The following work was created for FYS 101: Ethics of Humanitarianism.

Brief description: This literature is a call to action for increased recognition of dehumanization’s role in societal trends in order to prevent its negative, long-term effects which manifest in the forms of racial bias, exploitation, and misrepresentation. It also explores the parallels in this phenomenon between the United States and developing nations, specifically those low-developed countries which receive humanitarian aid.

Within today’s societies, the identities of individual people are often overlooked for the sake of efficiency. This is specifically seen in humanitarian aid organizations and national cultures, where individuals are used to represent ideologies or needs. This ignorance of identity aspects such as background, future goals, and personal preferences in treatment can be referred to as dehumanization. In the case of humanitarianism, victims of disasters are often reduced to their injuries or needs, being used for advertising, symbolism,[i] and are represented by mere numbers in need-based information systems.[ii] While the humanitarian organizations observed for the purposes of this paper are international, similar dehumanization can be seen within individual countries, such as the United States, through the maintaining of racist mindsets. By diminishing or reducing someone’s identity to a single aspect, whether their needs or skin color, they are actively being dehumanized for the sake of an organization’s success or to continue traditions. Without recognition of this phenomena, especially by the United States, it will continue to manifest as a negative force in both developing and industrialized societies as the former attempts to assist the latter in increasing human rights, economic development, and living conditions through humanitarian aid. Therefore, as a society, we must recognize the malpractice of dehumanization and actively attempt to decrease it as impoverished countries grow their economies under our guidance, so they do not face the same racial prejudice issues once they reach industrialized status.

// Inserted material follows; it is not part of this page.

PR #317, opened 2026-07-06
feat: console sdk wiring

ChielTimmermans:
The overarching goal is to wire the Console/Plugin SDK end-to-end so installed plugins render their own resource views inside the console iframe, plus the fixes needed to actually install and run a plugin (cert-manager) in local dev.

Humanitarian Advertising Dehumanization

For humanitarian aid organizations, donations from civilians of Western nations is one of the main sources of income. However, people do not randomly choose organizations to support. When deciding which organization will best serve their interests while making the most efficient use of their money, people are exposed to advertisements which use images of those who are trapped in humanitarian crises. Often malnourished, injured, or visibly suffering, these images reduce people to their needs for medical attention, consistent and nourishing food, and/or a politically stable environment. This framing diminishes the viewers’ ability to perceive the people photographed as “human,” because their identities are overlooked for their needs, a process called dehumanization.

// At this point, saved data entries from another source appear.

PR #320, opened 2026-07-08
feat: plugin definition storage

ChielTimmermans:
Plugin definition storage

Moves plugin manifest storage out of the running plugin pod and into a persisted, hash-verified store served by organization-api.

What changed
- Manifest storage: PluginDefinition manifests are stored in appstore.plugin_definitions (new migration 031) and served by organization-api via new PutDefinition/GetDefinition RPCs. Definitions reference the plugin catalog by FK (plugin_id) — publishing requires the catalog entry to exist; reads resolve the CR's string pin via join.
- Controller: plugin-controller now fetches and sha256-verifies the manifest before creating child resources, binds scope RBAC before the Deployment, and sources the container image from the hash-pinned manifest (new defclient package).
- Removals: deletes the pod-served GetDefinition metadata RPC, spec.image on the CR/CRD/console/terraform, and the kube-api-proxy definition mocks.
- Tooling: adds just plugin-publish (build, push, inject digest, upload) plus a plugin-publish command


ThomBogers:
At refinement we discussed namespacing plugins on orgs, so that you would have something like `core/externaldns` `rinis/openfsc` etc by doing a `unique(name,orgid,deleted). That is currently missing from the PR, and is something the claude review also picked up as a possible squatting issue.

In local Gardener setups/deploy remote, org-api must additionally be made reachable from shoots — currently only management→shoot connectivity is plumbed

--- 
### Review comments from claude:

Blocking — functional regressions

1. Console-initiated installs can never reconcile, with no bypass. All four console call sites send pluginVersion: 'unknown' (cluster-plugins.component.ts:111, plugins.component.ts:546,591, plugin-details.component.ts:257,295), and the terraform provider defaults the same. fetchDefinition (reconciler.go) hard-fails on isUnpinnedVersion unconditionally — ALLOW_UNPINNED_HASH only bypasses the hash check, not the version check. On master this flow worked (pod-served definition, image on the CR); now every console/terraform install reconciles to Failed forever and the console's install polling spins. Either the version check needs a dev bypass symmetrical with the hash one, or the console must stop offering install until FUN-11 lands.
2. Local main-cluster deploy crash-loops. charts/fundament/templates/plugin-controller.yaml:157 renders value: {{ $.Values.pluginController.organizationApiUrl }} with no | default; values-local.yaml doesn't set it, and ORGANIZATION_API_URL is required,notEmpty in config.go. Verified via helm template -f values-local.yaml: renders empty → container exits at startup. The values.yaml comment claims a http://organization-api:8080 default that nothing implements. (Sandbox deploy is fine — plugins/sandbox/values.yaml sets it.)
3. just plugin-install is broken by this PR. It applies a CR with pluginVersion: $(git describe), but definitions are stored under manifest metadata.version (e.g. cert-manager's v1.17.2), so the fetch is NotFound forever. It also still writes spec.image/imagePullPolicy, which the new CRD silently prunes — so the locally built image it just pushed is never used. The recipe needs to read metadata.version from definition.yaml and probably chain through plugin-publish.
4. No republish path exists, but the API promises one. The Put conflict error says "republish requires soft-delete", yet no query, RPC, or tool performs a soft-delete on plugin_definitions anywhere in the repo. A definition published with a bad digest is permanent short of hand-editing the DB, and the GRANT UPDATE in migration 032 is dead weight until the query exists.

Security

5. Any member of any organization can publish the definition for any global catalog plugin. Definitions are global (no organization_id), publishing requires only some org membership, versions are first-write-wins, and finding 4 makes a squat permanent. A hostile org can seed openfsc@v2 with their own image and cluster RBAC for all tenants; an admin who trusts the catalog would then pin the malicious hash as "consent". The auth_interceptor.go comment and FUN-19 acknowledge admin-gating as a follow-up — but combined with no-soft-delete and no size limit, I'd argue at least a coarse gate (platform-admin allowlist, or ownership check) belongs in this PR, not after it.
6. PutPluginDefinition never checks metadata.name against the catalog plugin's name (it does check version, at plugin_definition_put.go:44). A manifest with metadata.name: openfsc can be published under another plugin's id; GetPluginDefinition (keyed on catalog name) then serves a manifest whose internal identity disagrees with the lookup key. Same fix shape as the existing version check.
7. No manifest size bound anywhere: no length check in the handler, no constraint on the bytea column, no connect.WithReadMaxBytes on the server. Any org member can insert multi-GB rows that are parsed and hashed whole. A len(manifest) cap in the handler is a two-line fix.
8. GetPluginDefinition is fully public (the only unauthenticated endpoint besides HealthCheck). FUN-19 documents why (the controller has no session), so this is a deliberate call — but note manifests (image digests, full RBAC grants) become world-readable and enumerable on the same externally-routable URL the console uses, with no rate limiting. Worth an explicit sign-off.

Upgrade risk

9. Helm never updates crds/ on upgrade, so long-lived environments keep the old CRD where spec.image is required — new console/terraform payloads that omit it get rejected by the apiserver with "spec.image: Required value". Fresh clusters are fine; existing ones need a manual kubectl apply of the CRD, and the PR has no migration note. (Once applied, old CRs with spec.image are safe — pruning drops the field; the new schema matches types.go including the status.conditions addition.)

organization-api/pkg/organization/auth_interceptor.go
```diff
@@ -78,6 +79,11 @@ func (s *Server) isUserScopedEndpoint(procedure string) bool {
 		"/organization.v1.InviteService/ListInvitations":         true,
 		"/organization.v1.InviteService/AcceptInvitation":        true,
 		"/organization.v1.InviteService/DeclineInvitation":       true,
+		// PutPluginDefinition is intentionally NOT user-scoped: publishing a
+		// definition (which sets a plugin's image and cluster RBAC) requires a
+		// valid Fun-Organization header and membership in that organization, so
+		// any authenticated user cannot seed a definition. Deeper admin-only
+		// gating is tracked as a follow-up once a role concept exists.
```
jos-, line 86: According to Claude, `PutPluginDefinition` is not scoped to anything meaningful. Any user in any org can publish for any plugin

`organization-api/pkg/organization/auth_interceptor.go:79-87` claims the endpoint is safe
because it "requires a valid Fun-Organization header and membership in that organization". But
`appstore.plugins` is a **global catalog** with no `organization_id` (`db/fundament.sql:1057-1071`),
`plugin_definitions` has no org column either, and the interceptor only verifies the caller
belongs to *the org they named*. So membership in any single organization is sufficient to
publish a definition for any plugin in the catalog — and that definition dictates the container
image and the `ClusterRole` rules `plugin-controller` materialises in *other tenants'* sandbox
clusters.

The immutability check limits this to unpublished `(plugin, version)` pairs, but the version
string is attacker-chosen, so seeding a version before a legitimate publish is open. In
production the admin's `definitionHash` pin is the real defence — which means the security model
rests entirely on the pin, not on this endpoint's authz.

organization-api/pkg/organization/plugin_definition_put.go
```diff
@@ -0,0 +1,100 @@
...
+	// the version the manifest declares — otherwise GetPluginDefinition, keyed on
+	// (name, plugin_version), could never resolve a manifest whose internal
+	// metadata.version disagrees with its storage key.
+	if def.Metadata.Version != version {
+		return nil, connect.NewError(connect.CodeInvalidArgument,
+			fmt.Errorf("plugin_version %q does not match manifest metadata.version %q", version, def.Metadata.Version))
+	}
+
+	// Verify the catalog plugin exists and is not soft-deleted.
+	catalogRow, err := s.queries.PluginGetByID(ctx, db.PluginGetByIDParams{ID: pluginID})
```
jos-, line 62: Remark from Claude: `PutPluginDefinition` never checks `def.Metadata.Name == catalogRow.Name`.

`organization-api/pkg/organization/plugin_definition_put.go:47-55` validates `metadata.version`
against the storage key but not the name. A manifest declaring `metadata.name: foo` can be
stored under catalog plugin `bar`, and `GetPluginDefinition` — which resolves by *catalog* name
— will happily serve it. Given the query joins on `plugins.name`, this is a cheap check to add
and closes a confusing (and, with the previous comment, exploitable) mismatch.

charts/fundament/values.yaml
```diff
@@ -180,6 +180,10 @@ pluginController:
   # Skip the plugin definition-hash gate for installs with an empty
   # definitionHash. Local-dev convenience; keep false in production.
   allowUnpinnedHash: false
+  # organizationApiUrl: internal cluster URL for organization-api (gRPC/Connect).
+  # Defaults to http://organization-api:8080, matching the Service name in
```
jos-, line 184: Apparently, this does not default to `http://organization-api:8080`, but the template
renders `value: {{ $.Values.pluginController.organizationApiUrl }}`, and
`plugin-controller/pkg/config/config.go:13` declares `ORGANIZATION_API_URL,required,notEmpty`.
Enabling `pluginController` without overriding this fails at startup.

Also, the comment's suggested value is apparently wrong per FUN-19's own text. The controller runs in a
different cluster, so the in-cluster Service name never resolves.

plugin-controller/pkg/controller/reconciler.go
```diff
@@ -44,6 +42,13 @@ const (
 	// treated as unpinned: it can never equal a real digest, so verifying
 	// against it would reject every install forever.
 	unknownDefinitionHash = "sha256:unknown"
+
+	// unknownDefinitionVersion is the terraform/console default placeholder for
+	// spec.definitionRef.pluginVersion until the marketplace supplies real
+	// versions (FUN-11). Unlike the hash, the version is the key used to resolve
+	// the stored definition, so it cannot be silently skipped — an unpinned
+	// version has nothing to fetch.
+	unknownDefinitionVersion = "unknown"
```
jos-, line 51: `isUnpinnedVersion` hard-fails on
`pluginVersion == "unknown"`, which is exactly what all four console call sites now hardcode
(`installPlugin(id, name, 'unknown', 'sha256:unknown')`) and what the Terraform provider still
defaults to (`stringdefault.StaticString("unknown")`). Previously the `allowUnpinnedHash` dev
path made these work.

FUN-19 acknowledges this ("a real published version must currently be installed by applying the
PluginInstallation directly"), so it's a deliberate trade. But the Console still renders
working-looking install buttons and the Terraform attribute description still says "Optional;
defaults to `unknown`" with no hint it produces a dead install.

plugin-controller/pkg/controller/reconciler.go
```diff
@@ -145,16 +155,28 @@ func (r *Reconciler) Reconcile(ctx context.Context, req ctrl.Request) (ctrl.Resu
...
+	// ObservedGeneration keeps the fetch + child reconciliation on the (rare)
+	// spec-change path while the 30s poll below only refreshes status.
+	//
+	// Trade-off: out-of-band drift to a child resource is corrected on the next
+	// spec change or controller restart, not on the poll cadence.
+	//
+	// reconcileChildren mutates cr.Status.Conditions (PluginScopeReady) — persist
+	// those before returning on error so the CR reflects the failure. On success
+	// ObservedGeneration is advanced by the status write below (statusPoller.poll
+	// stamps it), so a failed materialisation leaves it unchanged and retries.
```
jos-: Comment from Claude about this: `ObservedGeneration` gating makes the controller no longer level-triggered, and the comment about it is wrong.

`plugin-controller/pkg/controller/reconciler.go:172` skips `reconcileChildren` entirely when
`Status.ObservedGeneration == Generation`. The trade-off comment says drift is "corrected on the
next spec change **or controller restart**" — but `ObservedGeneration` lives in the persisted CR
status, so a restart re-reads the same value and skips again. In practice children are
materialised exactly once per spec generation, forever: delete the scope `ClusterRole`, the
`RoleBinding`, or the Deployment out of band and nothing ever recreates it.

plugin-sdk/pluginruntime/definition.go
```diff
@@ -2,12 +2,35 @@ package pluginruntime
...
+// the single shared implementation both call.
+func HashManifest(manifest []byte) string {
+	sum := sha256.Sum256(manifest)
+	return "sha256:" + hex.EncodeToString(sum[:])
+}
+
+// imageDigestRefRegex requires a digest-pinned image reference (repo@sha256:<hex>).
+// A published PluginDefinition must pin an immutable digest, never a mutable tag,
+// so the manifest hash binds the exact code that runs.
+var imageDigestRefRegex = regexp.MustCompile(`@sha256:[0-9a-f]+$`)
```
jos-: Apparently `[0-9a-f]{64}$` is better than `[0-9a-f]+$`, since this string should contain 64 characters.

jos- (commented):
Mostly LGTM. The PR description still mentions migration `031` instead of `032`. And see a few comments below.

ChielTimmermans:
Fixes based on the review:
Blocking #1 I think that leaving this gap open is not a problem, we can still manual install plugins and the UI just nee
Blocking #2 org-api url default to http://organization-api:8080
Blocking #3 just plugin install is removed
Blocking #4 Wired soft-delete via replace=true 
Security #1 We will pick now the latest pushed version
Security #2 Fixed
Security #3 1 MiB handler cap and 2 MiB read backstop
Security #4 Seems correct. We could always fix this by removing this endpoint from the public facing API and wire up some API for internal network usage only so that only fundament clusters can reach it. Moves it from being accessible from everyone to, Accessible to only fundament users.
Upgrade risk: Doesnt matter since we dont run prod.

organization-api/pkg/organization/auth_interceptor.go
ChielTimmermans: indeed, currently plugins are org owned. In a following PR this will need to change. Currently a ticket is open for that.

charts/fundament/values.yaml
ChielTimmermans: Fixed

organization-api/pkg/organization/plugin_definition_put.go
ChielTimmermans: fixed in 027460a4

plugin-controller/pkg/controller/reconciler.go
ChielTimmermans: Addressed in the version-pinning work on this branch. Console no longer sends unknown — the four call sites pass the published pluginVersion/definitionHash now surfaced by ListPlugins/GetPluginDetail, and the service blocks installs for plugins with no published definition. The Terraform provider resolves the latest published version+hash at create time when unpinned (plugin_installation_resource.go), and the attribute descriptions were updated to say so. "unknown" remains only as an internal sentinel meaning "resolve latest," and isUnpinnedVersion's hard-fail is now just a backstop.

plugin-controller/pkg/controller/reconciler.go
ChielTimmermans: Fixed — dropped the ObservedGeneration gate so reconcileChildren runs every reconcile; out-of-band drift to any child is now repaired on the poll cadence. To keep that cheap and avoid coupling steady-state to org-api, verified pinned definitions are memoised by their consent hash (unpinned dev installs still fetch fresh). Comment corrected. Covered by TestReconcile_RepairsDriftAndCachesDefinition, which deletes the Deployment and asserts it's recreated without a re-fetch.

plugin-sdk/pluginruntime/definition.go
ChielTimmermans: Fixed

jos- (approved):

In advertising, distance is a key challenge in selling a product to consumers. If someone is viewing a new product, they have no association with the product, and thus, they have no need to own it unless the ad itself creates one. For humanitarian organizations, dehumanization is used as a tool for advertising as advertisers attempt to overcome this distance in order to increase the likelihood of people to donate money.[iii] Viewing the extreme injuries or health problems of victims creates shock in possible donors, grabbing their attention and creating a sense of urgency.[iv] The distance is reduced by prompting these feelings of shock and making those who are unaffected by the issue emotionally connect with the event, increasing certainty that the event is a cause to which they must provide monetary assistance. Throughout the process of this emotional production, the individual identities of those photographed are ignored for how much income their suffering will produce for organizations helping them.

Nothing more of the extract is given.